The generally accepted narrative is tax policy and entitlements caused the current debt and fiscal crisis. But like most media narratives, its a fraudulent story intended to deceive and divide citizens.
One of the most powerful positions in Congress is Chairman of the House Financial Services Committee. This position was held by Democrat Barney Frank until Republicans took the majority in 2010. Republican Jeb Hensarling has recently been appointed Chairman of Financial Services. In the first link below, he says the Federal deficit rose 800% and taxpayers are on the hook for 8 TRILLION as a result of the financial crisis. Unfortunately, Jeb and Barney engage in the childish finger pointing typical of bipartisan leaders, but it’s the underlying facts that are important. Just as important is the fact that childish finger pointing is a sophisticated bipartisan scheme to evade responsibility for their failures and crimes.
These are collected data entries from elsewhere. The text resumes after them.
PR #176, opened 2026-08-27
Clamp out-of-range `output_delay_ms`

### LINKED ISSUE #93: Static delay: specify what a client does with an out-of-range `static_delay_ms`

maximmaxim345:
The spec documents the `output_delay_ms` range as 0-5000 in both the `client/state` player object and the `set_output_delay` parameters, but never says what a client does with a value outside it, so SDK behavior diverges: some obey the range, some clamp, and one flips a negative value's sign, which is audible. This adds one sentence to the "Output delay" paragraph requiring clients to clamp the value into 0-5000, so a bad value degrades to the nearest valid delay instead of disrupting playback. The issue also proposed a SHOULD-log clause, left out because the spec has no logging requirements anywhere and logging is neither observable on the wire nor testable by a conformance suite.

Closes #93


kahrendt (approved):
Thanks!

The Federal Budget went over the fiscal cliff in 2008 because of the financial crisis and resulting “Great Recession”. That’s when the deficit rose 800% to 1.2 TRILLION. This was due to a massive drop in government revenue, bailouts, and stimulus programs to prop up the economy. Don’t take my word for it, listen to the following clips of Simon Johnson testifying before the Senate Budget Committee. Simon Johnson is a former chief economist for the International Monetary Fund. He’s currently an MIT professor and member of the CBO council of advisors. Using CBO numbers, he points out that budget deficits are primarily driven by a drop in gov’t revenue due to the recession. Johnson also said another financial crisis represents a short term budget liability equal to 40% of GDP (5.6 TRILLION), and CBO rules require this be scored in the budget. Ranking Republican Judd Gregg replied, “we don’t score a lot of things around here”, i.e., we’re cooking the books. It should be noted that neither Judd Gregg or Chairman Kent Conrad disagreed with Johnson’s analysis of the numbers, only his solutions.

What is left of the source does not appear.